Intervista a DubFiles: Il Reggae non è morto

DubFiles è uno di quegli artisti poliedrici che non smette mai di stupire. Dopo il lungo trascorso nella band che ha portato il reggae al grand pubblico italiano, ossia gli Africa Unite, Paolo Baldini ha deciso di lavorare a tanti nuovi progetti. Nato come bassista, può vantare parecchie collaborazioni, tra le quali figurano due pesi massimi della scena musicale italiana alternativa: i Mellow Mood ed i Tre Allegri Ragazzi Morti.

Dopo aver fatto ballare tutta la pista dello Smart Lab di Roverto, lo trovo indaffarato a smontare tutti i macchinari del mestiere, così abbiamo iniziato a parlare…

Parto con una domanda a bruciapelo: ha ancora senso ad oggi parlare di reggae music?

Lo stiamo facendo (ride) quindi direi assolutamente sì! Il reggae, se posso permettermi di esprimere un giudizio personale, è uno di quei generi che crea un certo tipo di dipendenza ai suoi consumatori. Questa cosa la si nota nei rapporti duraturi che instaura proprio con il pubblico: poiché l’esponente “reggae addicted” ha fame di reggae, e come diceva Marley: chi lo sente, lo sa. Questo è un genere musicale immortale, che ha attraversato indenne diverse fasi, anche quella mainstream: ci sono stati casi di artisti reggae che sono riusciti a bucare la coltre dell’underground…

A me viene subito in mente al proposito Damian Marley, che tra le altre cose ha collaborato recentemente con Jay-Z…

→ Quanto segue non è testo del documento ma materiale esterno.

PR #448, opened 2020-09-21
Prevent uwu output from pinging globally allowed roles.

scragly:
Description

This PR introduces sanitisation of the uwu text before uwufication in order to prevent moderator roles being pinged unnecessarily.

I've just changed the `str` typehint to the `clean_content` converter to do this as simply as possible.

## Reasoning

While we do have a global limit to allowed roles being pinged in the bot, all mod+ roles were still capable of being pinged through this method.

## Screenshots

**Before** (role resolves)
image

**After** (role is now plaintext)
image

## Did you:

### DIFF
--- a/bot/exts/evergreen/fun.py
+++ b/bot/exts/evergreen/fun.py
@@ -5,7 +5,7 @@ from typing import Callable, Tuple, Union
 
 from discord import Embed, Message
 from discord.ext import commands
-from discord.ext.commands import Bot, Cog, Context, MessageConverter
+from discord.ext.commands import Bot, Cog, Context, MessageConverter, clean_content
 
 from bot import utils
 from bot.constants import Emojis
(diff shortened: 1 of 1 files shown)


bot/exts/evergreen/fun.py
```diff
@@ -71,7 +71,7 @@ async def roll(self, ctx: Context, num_rolls: int = 1) -> None:
         await ctx.send(output)
 
     @commands.command(name="uwu", aliases=("uwuwize", "uwuify",))
-    async def uwu_command(self, ctx: Context, *, text: str) -> None:
+    async def uwu_command(self, ctx: Context, *, text: clean_content(fix_channel_mentions=True)) -> None:
```
SebastiaanZ, line 74: If the command argument is a message ID or message jumplink, the command will internally fetch the message text on this line in the command:

```py
        text, embed = await Fun._get_text_and_embed(ctx, text)
```

This bypasses the `clean_content` converter (which is only applied to the ID/jumplink, not the message text that is fetched from it later).

SebastiaanZ (changes requested):

bot/exts/evergreen/fun.py
scragly: Good point, thanks. I'll get that fixed up.

scragly: OK, I should have resolved this now, along with also applying the cleaning to the mixed case command so mentions don't scramble the raw mention format, instead always using the resolved names.

SebastiaanZ (approved):

Akarys42 (approved):
Works like a charm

Dici bene, ed è curioso se ci pensi! Mi spiego meglio: noi ne parliamo come fenomeno underground, eppure ad oggi Bob Marley è l’essere umano più famoso del pianeta. Ci sono zone della Terra in cui non sanno chi sia Gesù Cristo, ma molto probabilmente sanno chi è Bob Marley! Questo fa capire che stiamo parlando di qualcosa di unico: la prima e vera cultura globale del Terzo Mondo. Non proprio una cosa underground…

Quindi, qual è secondo te il segreto di questo successo duraturo della musica reggae?

Dopo diversi anni di molto consumo e condivisione di questa cultura, mi sono fatto idee abbastanza complesse al riguardo. Però fin dall’inizio, da quando ero un fresco consumatore, ho capito che c’era qualcosa di magico, anche nel senso strettamente musicale. È un genere che ha una sua grammatica ed una sua matematica, molto definita, nonché molto difficile da decodificare. I musicisti, i grandi turnisti, che magari suonano nell’orchestra di Sanremo, non è detto che dopo anni di batteria siano in grado di fare al primo acchitto un one-drop credibile… magari poi vai in Giamaica e trovi un tassista, che non fa il musicista di professione e fa un dignitoso one-drop!

Che sia collegato alla dinamica della danza, del ballo, come arte primitiva e quindi più intrinseca nella loro cultura?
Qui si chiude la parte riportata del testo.